Exercise data:
—————

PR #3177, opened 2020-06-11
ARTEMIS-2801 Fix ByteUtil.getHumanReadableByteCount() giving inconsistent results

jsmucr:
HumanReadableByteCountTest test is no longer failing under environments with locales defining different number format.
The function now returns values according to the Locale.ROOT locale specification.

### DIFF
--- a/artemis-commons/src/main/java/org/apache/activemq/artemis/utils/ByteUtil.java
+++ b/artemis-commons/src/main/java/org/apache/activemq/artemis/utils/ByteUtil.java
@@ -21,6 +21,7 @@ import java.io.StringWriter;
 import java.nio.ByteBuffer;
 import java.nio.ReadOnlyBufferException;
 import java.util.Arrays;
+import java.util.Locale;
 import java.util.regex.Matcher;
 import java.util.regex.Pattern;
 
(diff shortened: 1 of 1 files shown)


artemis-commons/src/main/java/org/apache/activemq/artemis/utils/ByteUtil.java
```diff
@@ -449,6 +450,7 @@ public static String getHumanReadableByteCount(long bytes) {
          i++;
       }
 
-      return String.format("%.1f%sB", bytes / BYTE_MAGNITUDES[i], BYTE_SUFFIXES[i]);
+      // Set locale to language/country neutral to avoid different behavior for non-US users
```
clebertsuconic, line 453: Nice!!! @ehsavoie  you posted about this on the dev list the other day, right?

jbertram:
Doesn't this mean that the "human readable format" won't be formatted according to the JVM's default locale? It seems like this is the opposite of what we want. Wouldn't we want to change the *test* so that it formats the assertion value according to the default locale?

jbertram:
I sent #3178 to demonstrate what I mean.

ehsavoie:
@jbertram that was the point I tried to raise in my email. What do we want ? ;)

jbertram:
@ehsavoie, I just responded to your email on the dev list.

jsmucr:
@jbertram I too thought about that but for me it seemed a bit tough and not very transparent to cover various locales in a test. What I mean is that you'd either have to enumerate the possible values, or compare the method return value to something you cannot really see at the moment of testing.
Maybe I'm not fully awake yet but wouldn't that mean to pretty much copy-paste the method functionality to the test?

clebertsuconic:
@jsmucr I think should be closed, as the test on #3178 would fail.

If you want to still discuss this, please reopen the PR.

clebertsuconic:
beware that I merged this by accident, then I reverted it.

—————

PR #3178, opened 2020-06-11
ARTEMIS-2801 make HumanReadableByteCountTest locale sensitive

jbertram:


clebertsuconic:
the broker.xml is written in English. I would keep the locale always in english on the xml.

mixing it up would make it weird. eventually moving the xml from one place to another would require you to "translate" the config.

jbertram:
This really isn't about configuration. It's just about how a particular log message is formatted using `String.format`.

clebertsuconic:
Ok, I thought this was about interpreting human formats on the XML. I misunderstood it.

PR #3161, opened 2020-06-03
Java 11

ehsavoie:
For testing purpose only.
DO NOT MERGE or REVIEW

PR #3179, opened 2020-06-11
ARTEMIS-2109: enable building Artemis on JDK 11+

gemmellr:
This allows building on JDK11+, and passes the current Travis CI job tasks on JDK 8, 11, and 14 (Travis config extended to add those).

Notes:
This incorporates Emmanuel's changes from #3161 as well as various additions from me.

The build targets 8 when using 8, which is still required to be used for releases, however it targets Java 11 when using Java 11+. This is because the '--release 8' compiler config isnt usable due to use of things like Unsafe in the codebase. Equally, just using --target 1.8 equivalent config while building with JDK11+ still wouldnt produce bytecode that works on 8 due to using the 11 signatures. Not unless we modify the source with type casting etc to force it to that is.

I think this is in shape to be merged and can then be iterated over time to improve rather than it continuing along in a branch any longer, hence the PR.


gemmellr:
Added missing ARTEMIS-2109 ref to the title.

—————

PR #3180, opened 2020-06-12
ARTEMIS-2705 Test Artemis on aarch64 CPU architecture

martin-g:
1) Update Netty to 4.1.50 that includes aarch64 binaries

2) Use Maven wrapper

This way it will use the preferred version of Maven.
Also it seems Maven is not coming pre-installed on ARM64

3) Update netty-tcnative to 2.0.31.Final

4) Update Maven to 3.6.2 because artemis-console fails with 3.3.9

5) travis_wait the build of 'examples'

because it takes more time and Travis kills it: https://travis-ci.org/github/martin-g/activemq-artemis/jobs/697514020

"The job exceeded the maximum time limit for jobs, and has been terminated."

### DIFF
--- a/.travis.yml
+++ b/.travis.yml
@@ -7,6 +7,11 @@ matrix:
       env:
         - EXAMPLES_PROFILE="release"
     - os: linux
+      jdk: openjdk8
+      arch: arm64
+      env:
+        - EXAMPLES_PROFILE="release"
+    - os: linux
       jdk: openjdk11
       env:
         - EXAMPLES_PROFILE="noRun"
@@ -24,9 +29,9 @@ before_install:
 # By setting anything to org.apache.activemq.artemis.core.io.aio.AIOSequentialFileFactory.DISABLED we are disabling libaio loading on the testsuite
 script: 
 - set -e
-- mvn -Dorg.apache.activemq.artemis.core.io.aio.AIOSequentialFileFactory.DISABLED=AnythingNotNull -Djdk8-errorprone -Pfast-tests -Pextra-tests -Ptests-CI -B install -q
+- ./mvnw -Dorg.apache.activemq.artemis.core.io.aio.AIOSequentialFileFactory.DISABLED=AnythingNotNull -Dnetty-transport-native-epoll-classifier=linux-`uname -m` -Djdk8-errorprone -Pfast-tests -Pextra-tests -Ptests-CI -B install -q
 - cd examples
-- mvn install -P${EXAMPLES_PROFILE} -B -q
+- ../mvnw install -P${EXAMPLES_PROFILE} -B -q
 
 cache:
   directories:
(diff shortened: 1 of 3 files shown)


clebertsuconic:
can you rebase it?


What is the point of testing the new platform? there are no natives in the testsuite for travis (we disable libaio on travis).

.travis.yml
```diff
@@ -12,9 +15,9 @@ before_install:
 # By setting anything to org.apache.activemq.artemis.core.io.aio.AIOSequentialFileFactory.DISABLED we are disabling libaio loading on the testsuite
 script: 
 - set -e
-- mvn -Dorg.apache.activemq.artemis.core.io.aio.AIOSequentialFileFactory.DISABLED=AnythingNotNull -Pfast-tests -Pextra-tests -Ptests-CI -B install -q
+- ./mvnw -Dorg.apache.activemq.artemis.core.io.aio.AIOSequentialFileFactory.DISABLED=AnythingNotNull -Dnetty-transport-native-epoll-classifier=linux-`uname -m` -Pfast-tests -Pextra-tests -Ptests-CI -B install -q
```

—————

Task requirements:
Throughout the material above, find every line holding "files" and copy it.

Answer space:
(diff shortened: 1 of 1 files shown)
(diff shortened: 1 of 3 files shown)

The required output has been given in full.